Patience can feel passive, but I have found that it’s anything but. It can feel like we’re just waiting around for things to happen and usually we have no control over the problem that is causing us to be impatient. In those cases, the ONLY thing we have control over is ourselves and how we choose to deal with what is most likely annoying, frustrating, disappointing, and what can feel like it’s never-ending. The beauty of choosing patience is that we DO take control of the situation and that doing that act can also provide us with some much needed perspective to help get us out of our own heads.


Case in point - yesterday I was waiting in line at the grocery store and it was one of those times where I had just picked the wrong checkout line. I don’t know if the cashier was new to the job, or just exceedingly slow, but as I stood there, it seemed like everyone around me was whizzing through their lines with lightning speed. With the person’s cart in front of me still 2/3 filled with groceries between me and my freedom, I began leafing through a magazine and fought the urge to pull out my phone to help pass the time. When I replaced the magazine and saw that the customer still had at least a half a cart to go I started to feel irritated. And annoyed. And just a tiny bit angry that I had chosen this particular line and that it was taking so bloody long. I hadn’t been in a rush before, but for some reason, since it was taking an absurdly long amount of time I began thinking of all of the things that were waiting for me to do, and that only made me all the more perturbed at my current circumstances.


As I continued to stand there, trying desperately to heed my own advice, (and not do things that only make waiting worse like tapping my foot, checking my watch and audibly sighing) i happened to glance over to my left, where I saw the cover of People magazine, which bore the photo of Kobe Bryant, who had been killed unexpectedly and shockingly in a helicopter crash the week prior. Seeing his big smiling face there in full 2D color immediately snapped me out of my annoyance and allowed me to see things through some necessary “perspectacles.”

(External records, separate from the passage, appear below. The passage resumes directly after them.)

PR #682, opened 2023-03-14
Use Schemathesis to test REST API

juhoinkinen:
For testing the REST API there have been manually written tests since abandoning the unmaintained swagger-tester in #551. Already at that time Schemathesis was considered as a replacement of swagger-tester, but there was a [dependency conflict](https://github.com/NatLibFi/Annif/pull/551#issuecomment-1016506375) that prevented using it.

Now Schemathesis can be installed to restore testing that the API actually conforms to the OpenAPI specification. Also the specification will now be validated.

With the default settings Schemathesis takes 12-15 s to run the tests in `tests/test_swagger.py`, but using `@settings(max_examples=10)`  only 1-2 s.

~Due to a [bug](https://github.com/schemathesis/schemathesis/issues/1718) the pyproject.yaml includes pinned starlette installation (`starlette = ">=0.13,<0.21"`).~ Edit: Pinning starlette is not necessary when pinning to recent version Schemathesis `3.18.*`.

When fixing the errors noted by Schemathesis I marked some properties in the specification as nullable. `is_trained` and `modification_time` should be nullable, but `backend_id` probably should not be:
https://github.com/NatLibFi/Annif/blob/6fc315763a395dff86420f3d1f07e3b3fe3ca869/annif/openapi/annif.yaml#L173
 I marked this only to make the test pass. One project for the testing config is deliberately missing the backend specification:
https://github.com/NatLibFi/Annif/blob/6fc315763a395dff86420f3d1f07e3b3fe3ca869/tests/projects.cfg#L70-L74

I'm not really sure what to do for that.


pyproject.toml
```diff
@@ -70,6 +70,8 @@ flake8 = "*"
 bumpversion = "*"
 black = "23.*"
 isort = "*"
+schemathesis = "*"
+starlette = ">=0.13,<0.21"
```
osma, line 74: It would be nice to refer here to the schemathesis bug that necessitated this

tests/test_swagger.py
```diff
@@ -1,74 +1,12 @@
 """Unit tests for Annif REST API / Swagger spec"""
+import schemathesis
+from hypothesis import settings
 
+schema = schemathesis.from_path("annif/openapi/annif.yaml")
 
-def test_swagger_cors(app_client):
```
osma, line 4: Does schemathesis replace this test, and all other tests below? Or should we also keep these tests?

Also, I think we should rename `test_swagger.py` to something else, maybe `test_openapi.py`, because we're not actually using Swagger (2.0) anymore. I just forgot to rename this in the OpenAPI 3.0 PR #649

osma:
> is_trained and modification_time should be nullable, but backend_id probably should not be:

Agree, backend_id should not be nullable. We should ensure that the API never returns data like that.

pyproject.toml
juhoinkinen: Installing (pinned) Starlette is not required when pinning Schemathesis version to `3.18.*`, which is probably a good idea because Schemathesis is being developed quite rapidly.

tests/test_swagger.py
juhoinkinen: I added a custom check that is run in addition to the default Schemathesis tests to cover checking CORS support:
https://github.com/NatLibFi/Annif/blob/08bf4ce3afd074c24dfcb924fde08684b77f536e/tests/test_openapi.py#L8-L10


[Schemathesis validates the following on the responses](https://schemathesis.readthedocs.io/en/stable/python.html#how-are-responses-checked):


> - not_a_server_error. The response has 5xx HTTP status;
> - status_code_conformance. The response status is not defined in the API schema;
> - content_type_conformance. The response content type is not defined in the API schema;
> - response_schema_conformance. The response content does not conform to the schema defined for this specific response;
> - response_headers_conformance. The response headers does not contain all defined headers.

If I make methods in `rest.py` to return nonsense strings, Schemathesis tests fail:
```
tests/test_openapi.py::test_api[GET /v1/] FAILED                                                                                                                [ 20%]
tests/test_openapi.py::test_api[GET /v1/projects] FAILED                                                                                                        [ 40%]
tests/test_openapi.py::test_api[GET /v1/projects/{project_id}] FAILED                                                                                           [ 60%]
tests/test_openapi.py::test_api[POST /v1/projects/{project_id}/suggest] FAILED                                                                                  [ 80%]
tests/test_openapi.py::test_api[POST /v1/projects/{project_id}/learn] FAILED                                                                                    [100%]
```


If I make error cases to return code `204` instead of `404/503/400` some tests fail:
```
tests/test_openapi.py::test_api[GET /v1/] PASSED                                                                                                                [ 20%]
tests/test_openapi.py::test_api[GET /v1/projects] PASSED                                                                                                        [ 40%]
tests/test_openapi.py::test_api[GET /v1/projects/{project_id}] FAILED                                                                                           [ 60%]
tests/test_openapi.py::test_api[POST /v1/projects/{project_id}/suggest] FAILED                                                                                  [ 80%]
tests/test_openapi.py::test_api[POST /v1/projects/{project_id}/learn] PASSED                                                                                    [100%]
```
(`/learn` method has 204 in the schema, so testing that is passed.)

Both cases are covered also by `test_rest.py`, so I would not keep the old tests here.

juhoinkinen:
> > is_trained and modification_time should be nullable, but backend_id probably should not be:
> 
> Agree, backend_id should not be nullable. We should ensure that the API never returns data like that.

I marked `nobackend` project as private, which I think is enough for this PR.

PR #683, opened 2023-03-16
Update dependencies v0.61

juhoinkinen:
This updates some outdated dependencies:
- [Scikit-learn 1.2.2](https://github.com/NatLibFi/Annif/pull/683/commits/5486db72b0261429113e2a3c82abe1d9cb081e2a)
- [Spacy 3.5.*](https://github.com/NatLibFi/Annif/pull/683/commits/9586d73bb579499b21af821580a8194cea3fb56d)
- [Schemathesis 3.19.*](https://github.com/NatLibFi/Annif/pull/683/commits/1c856327e6fabeb1131f55583e5e9a888917056d)
- [lmdb 1.4.1](https://github.com/NatLibFi/Annif/pull/683/commits/7d2e98d0f2838544750c8d3ea11bbed918d009b7)

Also [pins (at least) minor versions of all non-dev dependencies](https://github.com/NatLibFi/Annif/pull/683/commits/04d1461112017b68611c908eac2449a5b8f8dd39) to the versions currently being installed and removes some unnecessary dependencies ([swagger_ui_bundle](https://github.com/NatLibFi/Annif/pull/683/commits/dba4ff4c51e35d137f327e058d0c4061f66169c8), [codecov](https://github.com/NatLibFi/Annif/pull/683/commits/9244967f1ea30b66ccd7124894eb7eea5acb7e38)).


juhoinkinen:
I think [`swagger_ui_bundle = "*"`](https://github.com/NatLibFi/Annif/blob/9586d73bb579499b21af821580a8194cea3fb56d/pyproject.toml#L34) is nowdays not needed as a direct dependency and could be removed.

The dependency was added in #215 due to a problem discussed in https://github.com/spec-first/connexion/issues/406#issuecomment-440633705, which seems to be fixed now.

osma:
Would it make sense to pin major/minor versions, at least for all non-dev dependencies? At least `nltk` and `gunicorn` are not pinned currently and this could cause sudden API breakage.

juhoinkinen:
[TensorFlow 2.12.0](https://github.com/tensorflow/tensorflow/releases/tag/v2.12.0) has some breaking changes:

> tf.keras:
>
>    Moved all saving-related utilities to a new namespace, keras.saving, for example: keras.saving.load_model, keras.saving.save_model, keras.saving.custom_object_scope, keras.saving.get_custom_objects, keras.saving.register_keras_serializable,keras.saving.get_registered_name and keras.saving.get_registered_object. The previous API locations (in keras.utils and keras.models) will be available indefinitely, but we recommend you update your code to point to the new API locations.

Annif imports  `load_model`, which could or should be updated:
https://github.com/NatLibFi/Annif/blob/33bc561187a453cf1653bda8e041e516fbb34903/annif/backend/nn_ensemble.py#L15

And also `atomic_save` apparently uses the old location.

But now I see there is a conflict in installing the new TF version and numpy:
```
Because tensorflow-cpu (2.12.0) depends on numpy (>=1.22,<1.24)
 and no versions of tensorflow-cpu match >2.12.0,<2.13.0, tensorflow-cpu (>=2.12.0,<2.13.0) requires numpy (>=1.22,<1.24).
So, because annif depends on both numpy (1.24.*) and tensorflow-cpu (2.12.*), version solving failed.
```

osma (approved):
LGTM

PR #408, opened 2022-06-20
feat: Implement the executor 

isidentical:


src/fal/planner/executor.py
```diff
@@ -0,0 +1,101 @@
...
+            completed_futures, _ = wait(futures, return_when=FIRST_COMPLETED)
+            for future in completed_futures:
+                group = future.group
+                group.process(future)
+                if group.is_done:
+                    queue.finish(group.node, status=group.status)
+
+            # And load all the tasks that were blocked by those futures.
+            future_groups.extend(create_futures(executor))
+            futures = get_futures(future_groups)
```
chamini2, line 101: If we have more than 1 thread, and we have 2 separate `DBTTask` that are NOT dependent on each other.

Could this mean we are running two dbt tasks at the same time?

chamini2: I did an experiment in this branch and I see that we may be running 2 separate `DBTTask` at the same time. This breaks the dbt thread config dbt will try to use all the threads configured in BOTH runs.

I think a solution is to NOT group nodes at all in the `plan` stage and have a single dbt model per `DBTTask`. Since we handle parallelization ourselves, this will enable 

1. faster running of post-hooks after the corresponding dbt model
2. not break the user expectations of the number of threads being used in the data warehouse

chamini2: The thing about parallelizing dbt runs (happens in both solutions) is that https://docs.getdbt.com/reference/project-configs/target-path gets overwritten for each, meaning we have race conditions for reading the `run_results.json`

isidentical: > Could this mean we are running two dbt tasks at the same time?

Yes!

> This breaks the dbt thread config dbt will try to use all the threads configured in BOTH runs.

That is true and a bad side-effect. 

> I think a solution is to NOT group nodes at all in the plan stage and have a single dbt model per DBTTask. Since we handle parallelization ourselves, this will enable

I haven't thinked it like that, and yes it makes sense. (CC: @turbo1912 @mederka). The grouping makes a decent improvement on short running tasks (since each DBT call have a ~0.5-1 second delay) but I don't see any other way around this problem.

> The thing about parallelizing dbt runs (happens in both solutions) is that https://docs.getdbt.com/reference/project-configs/target-path gets overwritten for each, meaning we have race conditions for reading the run_results.json

I think this is another point which won't go away even if we remove the planner. I already have a hack for this in the main PR that makes it work on tests but we'll need a more permanent solution (see the comment there):
https://github.com/fal-ai/fal/pull/383/files#diff-204bc8d05abda9e5becbbb1d2e7bd91accec607176df85f2286e2d993768412dR112-R118

chamini2: Agreed with everything you said, @isidentical . Thanks for reading! 

I had not seen the hack in the tests, I see. I have asked in the dbt Slack community and someone prompted me to open a GitHub issue asking for a flag to control this. Let's see what the dbt team thinks about this.

turbo1912 (approved):

src/fal/planner/executor.py
isidentical: As we have discussed internally, let's defer the threading issue until the full integration. For the second problem, I'll send a PR that runs DBT through Python so we can get around it.

src/fal/planner/executor.py
```diff
@@ -0,0 +1,101 @@
+from __future__ import annotations
```
chamini2, line 1: ATL: what does this do?

chamini2 (approved):

src/fal/planner/executor.py
isidentical: It postpones the execution of annotations. Pretty much responsible for bringing more flexibility to annotations when needed (when I was using `list[x]` syntax or `x | y`, it was allowing these to run in 3.7 even though they are not implemented at that version). Right now, it doesn't add any value, removing it!

PR #409, opened 2022-06-20
feat: Allow Python models to be the exit nodes on subgraphs.

isidentical:
We now allow ephemeral models to act like exit nodes. Previously we only supported DBT nodes to be exit nodes, but with this patch pure Python models are also supported.


isidentical:
We are currently putting a hold on the planner stuff, closing it for now.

It now felt like a gift to be able to stand in a grocery store line, in 3D, being able to purchase the things I needed to feed my family. I instantly recognized and acknowledged the privilege of having access to healthy food, electricity with which to cook it, and a home to unpack it all into. Most importantly, I also realized the miraculous feeling that I was not currently grieving the loss of a loved one as the completely unprepared family members and friends of the 9 human beings killed in that horrible flash of a moment were doing as I was standing there.


I suddenly had all the time in the world. When it was my turn to be checked out I greeted the cashier warmly and I asked her how she was doing. Do you know how she responded?


“I got up today, I’m still here, so I’m doing great.”


Unbelievable.


I looked at her, smiled, and responded, “That’s the best way to look at things, isn’t it?” She replied, “One customer made fun of me when I said that. She said it reminded her of something her grandmother would say.”


I personally think we can and should be grateful for every moment we get to spend on this earth. Every single person who is no longer alive would probably give anything for the chance to stand for a long time in a grocery store line. Why? Because, very simply, it would mean that they are still alive. They are still breathing, walking, anticipating, enjoying, trying, laughing, and loving; and they would also be very happy in the knowledge that when they finally got through that tiresome snail-like line, there would be more breathing and walking, and laughing and loving and living to do on the other side.


“Genius is eternal patience.” -Michaelangelo


Patience is one of the hardest things to teach our children and I believe it’s one of the most difficult things to learn. But if we can make the choice to actively choose patience over irritation, composure over annoyance, and endurance over instant gratification, I think that happiness and contentment follow easily every time we make that choice. And the great thing about that is, each time we practice patience, we get better at it.


Choose patience = Choose peace = Choose happiness.